Please update the relevant cloudbuild_phase{N}.yaml and rebuild the image if the model (or anything in the pipeline code) changes (see below)

Any other edits

After any editing to code, you need to re-build the container image and publish it to Artifact Registry so that this will be pulled from the repository and launched when the VM is started.

Ensure you are in the sub-directory that contains the Dockerfile:

cd bulk_inference_pipeline

Re-build and re-publish the container image:

gcloud builds submit --config cloudbuild_phase{N}.yaml .

where {N} is the Entity Phase number, e.g. 1.

Creating the pipeline for a new Entity phase

If you need to build the pipeline for a new Entity Phase:

  • simply create a new bulk_inference_pipeline/cloudbuild_phase{N}.yaml, seeting {N} appropriately, and update the relevant values with that phase's information (i.e., model filepath, Docker image name, phase number);

  • then set up a new VM in GCE, following the instructions in config_vm/README.md.

Inference pipeline [run on a local machine]

We do not recommend to run the pipeline locally, unless you have a GPU available.

Required Permissions (local)

In order to run the pipeline's computations on a local machine (rather than a GCE VM), it is necessary to have a Google account with the permissions enabled as for #required-permissions:

Google Cloud authentication

The Google Cloud SDK is required to enable authentication with GCP on a local machine. Installation instructions for Mac (Brew) can be found here.
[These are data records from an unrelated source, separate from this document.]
PR #444, opened 2023-09-04
feat: store original source expression for columns

### LINKED ISSUE #443: Store original expression of every column
This will enhance lineage with how actually columns are calculated. 
Example: 

```sql
SELECT CONCAT(column1, column2) as columnNew FROM table1
```

As of now, for `columnNew`, the lineage produces items for `column1`, `column2` and `*`, but none of them store the original expression `CONCAT(column1, column2) as columnNew`.

vladkol:
Closes #443.

Adds `source_expression` attribute to `Column` which is populated from `BaseSegment.raw` in `SqlFluffColumn.of`.
`Column.to_source_columns` makes sure the attribute is preserved.

### DIFF
--- a/sqllineage/core/holders.py
+++ b/sqllineage/core/holders.py
@@ -304,6 +304,7 @@ class SQLLineageHolder(ColumnLineageMixin):
             for parent in unresolved_col.parent_candidates:
                 src_col = Column(unresolved_col.raw_name)
                 src_col.parent = parent
+                src_col.source_expression = unresolved_col.source_expression
                 if g.has_edge(parent, src_col):
                     src_cols.append(src_col)
             if len(src_cols) == 1:
--- a/sqllineage/core/holders.py
+++ b/sqllineage/core/holders.py
@@ -1,4 +1,3 @@
-import copy
 import itertools
 from typing import Dict, List, Set, Tuple, Union
 
@@ -269,7 +268,7 @@ class SQLLineageHolder(ColumnLineageMixin):
         :class:`sqllineage.holders.SQLLineageHolder`
         """
         g = DiGraph()
-        column_expressions = {}
+        column_expressions: Dict[Tuple[Column, ...], List[str]] = {}
         for holder in args:
             # Storing column expressions
             column_lineage = holder.get_column_lineage(False)
--- a/sqllineage/core/holders.py
+++ b/sqllineage/core/holders.py
@@ -273,8 +273,10 @@ class SQLLineageHolder(ColumnLineageMixin):
             # Storing column expressions
             column_lineage = holder.get_column_lineage(False)
             for item in column_lineage:
-                item_expressions = column_expressions.setdefault(item, [])
-                item_expressions.append(item[0]._source_expression)
+                for i in range(len(item) - 1):
+                    pair = (item[i], item[i + 1])
+                    pair_expressions = column_expressions.setdefault(pair, [])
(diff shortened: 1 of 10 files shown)


reata:
We have similar effort previously and later decide to get it removed. Let me explains the rationale with an example, for a SQL file like
```
INSERT INTO foo
SELECT val + 1 AS val FROM bar;

INSERT INTO bar
SELECT max(val) AS val FROM foo;
```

The following command can be used to authenticate with GCP:

gcloud auth login

then ensure your Project is set to the correct GCP project.

Run the pipeline

docker run -v "$HOME/.config/gcloud:/gcp/config:ro" \
    -v /gcp/config/logs \
    --env GCLOUD_PROJECT=cpto-content-metadata \
    --env CLOUDSDK_CONFIG=/gcp/config \
    --env GOOGLE_APPLICATION_CREDENTIALS=/gcp/config/application_default_credentials.json \
    europe-west2-docker.pkg.dev/cpto-content-metadata/cpto-content-metadata-docker-repo/<DOCKER_IMAGE_NAME>

where <DOCKER_IMAGE_NAME> is the name of the pipeline's docker image.

Post-extraction processing and aggregation

After the named entities are extracted by the models and uploaded to tables in the BigQuery cpto-content-metadata.named_entities.named_entities_raw dataset, the output undergoes further processing and aggregation.
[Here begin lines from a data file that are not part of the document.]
PR #456, opened 2023-09-25
[ADD] Support of `DROP VIEW` statements

ovcharenko:
Fixing the exception like

```
sqllineage.exceptions.UnsupportedStatementException: SQLLineage doesn't support analyzing statement type [drop_view_statement] for SQL:DROP VIEW IF EXISTS view1
```


reata (approved):
LGTM

Issue #451, opened 2023-09-12
The problem with the column lineage for repeated aliases


kkozhakin:
Hi! 

There was a problem with building a column lineage due to repeated aliases, in which it is impossible to uniquely correlate paths.

For example, for the query:
```sql
CREATE TEMPORARY TABLE "phone_pd_cur" ON COMMIT DROP AS

SELECT "a1"."phone_pd_id" as "phone_pd_id"
  , "h"."id"
  , "h"."utc_valid_from_dttm"
FROM (
  SELECT t.id
    , t.utc_valid_from_dttm

  FROM (SELECT * FROM "schema1"."h__phone_pd") as t) as h

  LEFT JOIN (SELECT * FROM "schema1"."a__phone_pd__phone_pd_id__key") as "a1"
            ON "a1".id = h.id

DISTRIBUTED RANDOMLY;
ANALYZE "phone_pd_cur";
CREATE TEMPORARY TABLE "email_pd_cur" ON COMMIT DROP AS

SELECT "a1"."email_pd_id" as "email_pd_id"
  , "h"."id"
  , "h"."utc_valid_from_dttm"
FROM (
  SELECT t.id
    , t.utc_valid_from_dttm

  FROM (SELECT * FROM "schema1"."h__email_pd") as t) as h

  LEFT JOIN (SELECT * FROM "schema1"."a__email_pd__email_pd_id__key") as "a1"
            ON "a1".id = h.id

DISTRIBUTED RANDOMLY;
ANALYZE "email_pd_cur";
```
column lineage is:
```
<default>.email_pd_cur.email_pd_id <- a1.email_pd_id
<default>.email_pd_cur.id <- h.id <- t.id
<default>.email_pd_cur.utc_valid_from_dttm <- h.utc_valid_from_dttm <- t.utc_valid_from_dttm
<default>.phone_pd_cur.id <- h.id <- t.id
<default>.phone_pd_cur.phone_pd_id <- a1.phone_pd_id
<default>.phone_pd_cur.utc_valid_from_dttm <- h.utc_valid_from_dttm <- t.utc_valid_from_dttm
a1.* <- schema1.a__email_pd__email_pd_id__key.*
a1.* <- schema1.a__phone_pd__phone_pd_id__key.*
t.* <- schema1.h__email_pd.*
t.* <- schema1.h__phone_pd.*
```

reata:
Can you share the sqllineage version, dialect and expected result?

kkozhakin:
[...]

PR #478, opened 2023-11-07
feat models: change comparing columns

kkozhakin:
feat models: change comparing columns (add parent in compare);
del `.lower()` from __str__ (table names into quotes is case-sensitive)
fixes: #451
test: local

### DIFF
--- a/sqllineage/core/models.py
+++ b/sqllineage/core/models.py
@@ -19,7 +19,7 @@ class Schema:
         self.raw_name = escape_identifier_name(name)
 
     def __str__(self):
-        return self.raw_name.lower()
+        return self.raw_name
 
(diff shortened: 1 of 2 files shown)


reata:
Sorry for the delayed response.

I like the idea of reserving case for table/column name when it's quoted. Always convert to lower case and assume case-insensitive is simply not true for every database.

But on the other hand, different databases handles case differently and not all of them follow ANSI standard. We might need to add that as a global config in the future. As of now, I made some update to `escape_identifier_name` function to make it ANSI compatible. Let me know if that's not working for you.

Thanks for your contribution!

reata (approved):
LGTM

This post-extraction process is executed by a google Cloud Workflow which should be scheduled to run after the bulk inference pipeline is expected to be finished.

All information about the post-extraction Workflow and how to set it up can be found in the src/post_extraction_process sub-directory.

The Workflow produces two BigQuey tables:

  1. cpto-content-metadata.named_entities.named_entities_all: one line per individual entity instance with as much noise as possible removed;

  2. cpto-content-metadata.named_entities.named_entities_counts: aggregated table of counts of entity-type per url;

Table (2.) is then exported to a CSV.GZ file to a Google Storage bucket gs://cpto-content-metadata/named_entities_counts/named_entities_counts.csv.gz that it is ready for govGraph ingestion.